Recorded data
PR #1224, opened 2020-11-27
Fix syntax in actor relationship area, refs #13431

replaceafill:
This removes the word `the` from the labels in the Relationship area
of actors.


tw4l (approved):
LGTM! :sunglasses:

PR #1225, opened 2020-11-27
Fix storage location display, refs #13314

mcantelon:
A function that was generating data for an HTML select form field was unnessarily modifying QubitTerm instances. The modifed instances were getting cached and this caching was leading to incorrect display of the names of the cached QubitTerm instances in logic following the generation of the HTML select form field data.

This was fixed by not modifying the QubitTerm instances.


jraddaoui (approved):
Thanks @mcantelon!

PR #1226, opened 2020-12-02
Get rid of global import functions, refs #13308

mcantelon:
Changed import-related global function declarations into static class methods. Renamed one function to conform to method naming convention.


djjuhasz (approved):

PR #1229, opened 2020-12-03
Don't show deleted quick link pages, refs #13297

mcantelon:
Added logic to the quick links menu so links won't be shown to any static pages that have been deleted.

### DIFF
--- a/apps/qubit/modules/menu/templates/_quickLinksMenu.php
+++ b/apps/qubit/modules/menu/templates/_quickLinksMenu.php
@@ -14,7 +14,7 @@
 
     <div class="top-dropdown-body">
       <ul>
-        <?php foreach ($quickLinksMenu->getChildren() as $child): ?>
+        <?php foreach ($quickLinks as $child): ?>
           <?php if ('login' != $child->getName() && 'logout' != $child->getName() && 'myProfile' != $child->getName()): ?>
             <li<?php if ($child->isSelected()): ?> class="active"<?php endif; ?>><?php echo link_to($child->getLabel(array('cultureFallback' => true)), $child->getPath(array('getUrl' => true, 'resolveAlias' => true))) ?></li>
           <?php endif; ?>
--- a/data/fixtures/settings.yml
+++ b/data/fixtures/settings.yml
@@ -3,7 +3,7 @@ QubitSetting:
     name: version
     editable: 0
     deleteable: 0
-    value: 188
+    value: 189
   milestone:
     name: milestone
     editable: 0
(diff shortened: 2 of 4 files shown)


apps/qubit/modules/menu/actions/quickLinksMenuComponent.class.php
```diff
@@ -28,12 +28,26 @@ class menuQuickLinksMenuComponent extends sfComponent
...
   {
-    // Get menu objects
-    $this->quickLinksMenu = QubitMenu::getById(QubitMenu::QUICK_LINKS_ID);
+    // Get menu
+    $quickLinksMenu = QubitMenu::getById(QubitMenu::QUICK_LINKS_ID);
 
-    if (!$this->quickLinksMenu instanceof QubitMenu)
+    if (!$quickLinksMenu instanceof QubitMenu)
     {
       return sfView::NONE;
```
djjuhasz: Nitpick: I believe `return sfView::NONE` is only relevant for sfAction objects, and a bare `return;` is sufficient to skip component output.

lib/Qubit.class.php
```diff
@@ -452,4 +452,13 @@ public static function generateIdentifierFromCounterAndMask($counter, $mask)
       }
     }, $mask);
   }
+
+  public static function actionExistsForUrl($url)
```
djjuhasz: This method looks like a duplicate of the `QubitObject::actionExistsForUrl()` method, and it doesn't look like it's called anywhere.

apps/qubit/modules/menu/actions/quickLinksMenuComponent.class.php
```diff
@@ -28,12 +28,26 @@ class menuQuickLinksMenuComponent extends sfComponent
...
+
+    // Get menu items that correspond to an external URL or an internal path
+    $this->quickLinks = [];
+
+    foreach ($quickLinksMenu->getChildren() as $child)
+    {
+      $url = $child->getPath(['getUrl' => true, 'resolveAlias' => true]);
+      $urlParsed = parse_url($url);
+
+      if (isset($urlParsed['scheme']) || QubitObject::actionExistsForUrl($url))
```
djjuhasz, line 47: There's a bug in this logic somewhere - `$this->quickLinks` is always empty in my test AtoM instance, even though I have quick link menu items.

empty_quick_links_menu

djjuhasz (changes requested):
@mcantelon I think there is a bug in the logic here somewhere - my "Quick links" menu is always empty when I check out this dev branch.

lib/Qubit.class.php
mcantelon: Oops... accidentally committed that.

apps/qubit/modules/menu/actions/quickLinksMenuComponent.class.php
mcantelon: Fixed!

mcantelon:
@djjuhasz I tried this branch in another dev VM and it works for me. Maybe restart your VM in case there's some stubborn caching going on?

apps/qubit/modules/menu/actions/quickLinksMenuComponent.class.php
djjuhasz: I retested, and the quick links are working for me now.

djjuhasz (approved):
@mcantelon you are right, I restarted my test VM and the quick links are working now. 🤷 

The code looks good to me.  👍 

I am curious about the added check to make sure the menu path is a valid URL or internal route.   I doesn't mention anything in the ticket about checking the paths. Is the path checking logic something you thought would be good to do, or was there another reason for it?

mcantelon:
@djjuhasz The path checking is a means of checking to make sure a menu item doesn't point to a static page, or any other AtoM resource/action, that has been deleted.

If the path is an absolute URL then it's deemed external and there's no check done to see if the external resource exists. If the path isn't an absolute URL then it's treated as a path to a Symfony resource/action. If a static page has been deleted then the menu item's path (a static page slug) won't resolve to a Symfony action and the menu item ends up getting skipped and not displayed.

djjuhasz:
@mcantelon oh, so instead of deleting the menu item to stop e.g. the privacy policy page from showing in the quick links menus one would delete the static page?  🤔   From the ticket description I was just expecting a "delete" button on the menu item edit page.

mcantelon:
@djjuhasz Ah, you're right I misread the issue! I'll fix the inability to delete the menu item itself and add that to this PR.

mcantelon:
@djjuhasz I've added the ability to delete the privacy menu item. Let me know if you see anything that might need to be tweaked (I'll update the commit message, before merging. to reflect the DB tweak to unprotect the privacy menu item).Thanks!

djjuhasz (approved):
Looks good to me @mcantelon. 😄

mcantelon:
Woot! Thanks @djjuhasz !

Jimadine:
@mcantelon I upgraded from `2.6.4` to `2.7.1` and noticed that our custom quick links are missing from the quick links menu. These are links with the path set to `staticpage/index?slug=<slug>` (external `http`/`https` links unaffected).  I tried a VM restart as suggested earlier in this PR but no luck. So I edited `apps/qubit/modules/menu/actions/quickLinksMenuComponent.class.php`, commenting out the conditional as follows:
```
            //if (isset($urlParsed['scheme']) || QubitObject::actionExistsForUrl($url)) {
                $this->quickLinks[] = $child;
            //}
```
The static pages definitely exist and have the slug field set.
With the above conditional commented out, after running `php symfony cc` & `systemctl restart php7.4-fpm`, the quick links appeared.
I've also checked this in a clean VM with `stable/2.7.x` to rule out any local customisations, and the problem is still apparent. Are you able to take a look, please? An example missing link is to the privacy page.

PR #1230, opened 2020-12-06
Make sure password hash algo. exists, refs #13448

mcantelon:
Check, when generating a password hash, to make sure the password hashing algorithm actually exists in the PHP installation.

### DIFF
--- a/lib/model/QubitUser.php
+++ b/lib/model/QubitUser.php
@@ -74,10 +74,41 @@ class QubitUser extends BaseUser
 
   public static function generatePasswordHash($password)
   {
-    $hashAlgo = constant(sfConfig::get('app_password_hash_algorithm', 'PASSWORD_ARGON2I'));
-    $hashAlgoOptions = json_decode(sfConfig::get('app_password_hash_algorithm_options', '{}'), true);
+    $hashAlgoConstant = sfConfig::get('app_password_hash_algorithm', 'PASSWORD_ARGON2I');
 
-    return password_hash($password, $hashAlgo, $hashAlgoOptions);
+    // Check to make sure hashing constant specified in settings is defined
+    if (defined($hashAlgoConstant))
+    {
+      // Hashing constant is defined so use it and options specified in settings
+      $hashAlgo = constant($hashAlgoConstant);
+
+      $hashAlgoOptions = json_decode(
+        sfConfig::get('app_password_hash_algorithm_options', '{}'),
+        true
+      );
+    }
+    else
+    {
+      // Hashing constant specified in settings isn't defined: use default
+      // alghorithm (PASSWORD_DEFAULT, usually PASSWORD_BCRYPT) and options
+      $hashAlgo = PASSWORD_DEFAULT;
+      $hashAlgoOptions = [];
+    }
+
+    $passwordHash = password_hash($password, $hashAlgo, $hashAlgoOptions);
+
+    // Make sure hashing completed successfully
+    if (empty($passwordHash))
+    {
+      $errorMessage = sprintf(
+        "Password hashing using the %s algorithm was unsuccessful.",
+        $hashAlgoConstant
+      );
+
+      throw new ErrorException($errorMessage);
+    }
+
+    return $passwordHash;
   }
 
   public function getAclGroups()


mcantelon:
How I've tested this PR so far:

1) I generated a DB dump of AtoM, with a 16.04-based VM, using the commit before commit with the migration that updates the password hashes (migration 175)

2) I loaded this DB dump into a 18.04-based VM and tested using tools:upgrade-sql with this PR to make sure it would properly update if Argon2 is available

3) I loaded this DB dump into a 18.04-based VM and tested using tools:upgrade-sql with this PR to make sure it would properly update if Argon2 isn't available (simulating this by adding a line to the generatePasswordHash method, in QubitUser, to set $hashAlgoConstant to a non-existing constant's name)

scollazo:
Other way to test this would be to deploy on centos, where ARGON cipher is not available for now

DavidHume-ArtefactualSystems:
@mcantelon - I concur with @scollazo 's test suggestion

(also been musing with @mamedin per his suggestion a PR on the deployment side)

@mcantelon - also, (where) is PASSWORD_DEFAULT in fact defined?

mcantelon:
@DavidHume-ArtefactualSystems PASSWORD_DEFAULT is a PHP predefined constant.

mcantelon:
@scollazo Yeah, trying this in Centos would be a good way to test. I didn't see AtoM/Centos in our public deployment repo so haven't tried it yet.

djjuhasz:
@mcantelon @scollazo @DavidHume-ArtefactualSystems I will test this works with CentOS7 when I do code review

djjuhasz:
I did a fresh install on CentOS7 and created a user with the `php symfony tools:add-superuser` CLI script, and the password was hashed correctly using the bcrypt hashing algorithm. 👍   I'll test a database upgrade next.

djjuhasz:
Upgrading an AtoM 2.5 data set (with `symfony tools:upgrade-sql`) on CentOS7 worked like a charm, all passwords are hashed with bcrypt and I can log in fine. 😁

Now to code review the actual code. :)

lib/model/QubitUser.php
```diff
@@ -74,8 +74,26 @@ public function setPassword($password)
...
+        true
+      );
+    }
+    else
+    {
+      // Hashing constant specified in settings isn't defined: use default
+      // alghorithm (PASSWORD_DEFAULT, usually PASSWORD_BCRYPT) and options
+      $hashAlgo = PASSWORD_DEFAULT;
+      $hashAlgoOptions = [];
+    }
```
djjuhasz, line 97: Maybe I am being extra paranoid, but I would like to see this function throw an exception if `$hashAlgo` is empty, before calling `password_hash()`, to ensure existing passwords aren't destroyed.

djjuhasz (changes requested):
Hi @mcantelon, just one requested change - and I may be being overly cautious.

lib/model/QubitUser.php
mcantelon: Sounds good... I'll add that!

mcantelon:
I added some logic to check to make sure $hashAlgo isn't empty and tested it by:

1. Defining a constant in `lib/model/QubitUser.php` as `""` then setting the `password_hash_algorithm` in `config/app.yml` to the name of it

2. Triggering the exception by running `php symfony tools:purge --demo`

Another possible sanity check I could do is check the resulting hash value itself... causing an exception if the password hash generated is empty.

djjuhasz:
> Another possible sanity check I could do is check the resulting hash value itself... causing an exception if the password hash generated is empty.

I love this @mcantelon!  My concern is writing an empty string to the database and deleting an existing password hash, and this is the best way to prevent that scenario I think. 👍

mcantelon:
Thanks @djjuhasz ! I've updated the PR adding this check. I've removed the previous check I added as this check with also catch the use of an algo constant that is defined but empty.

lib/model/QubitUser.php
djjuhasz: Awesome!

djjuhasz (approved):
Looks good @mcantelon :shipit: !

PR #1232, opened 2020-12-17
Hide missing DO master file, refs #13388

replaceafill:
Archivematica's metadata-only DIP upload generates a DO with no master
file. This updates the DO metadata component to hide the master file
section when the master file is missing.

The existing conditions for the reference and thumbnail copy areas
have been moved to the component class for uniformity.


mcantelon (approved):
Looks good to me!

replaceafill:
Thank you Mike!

TASK INSTRUCTIONS: The reply should consist solely of the lines above from the one that has "A function that" through the one that has "--- a/apps/qubit/modules/menu/templates/_quickLinksMenu.php", reproduced exactly.

RESULT:
A function that was generating data for an HTML select form field was unnessarily modifying QubitTerm instances. The modifed instances were getting cached and this caching was leading to incorrect display of the names of the cached QubitTerm instances in logic following the generation of the HTML select form field data.

This was fixed by not modifying the QubitTerm instances.


jraddaoui (approved):
Thanks @mcantelon!

PR #1226, opened 2020-12-02
Get rid of global import functions, refs #13308

mcantelon:
Changed import-related global function declarations into static class methods. Renamed one function to conform to method naming convention.


djjuhasz (approved):

PR #1229, opened 2020-12-03
Don't show deleted quick link pages, refs #13297

mcantelon:
Added logic to the quick links menu so links won't be shown to any static pages that have been deleted.

### DIFF
--- a/apps/qubit/modules/menu/templates/_quickLinksMenu.php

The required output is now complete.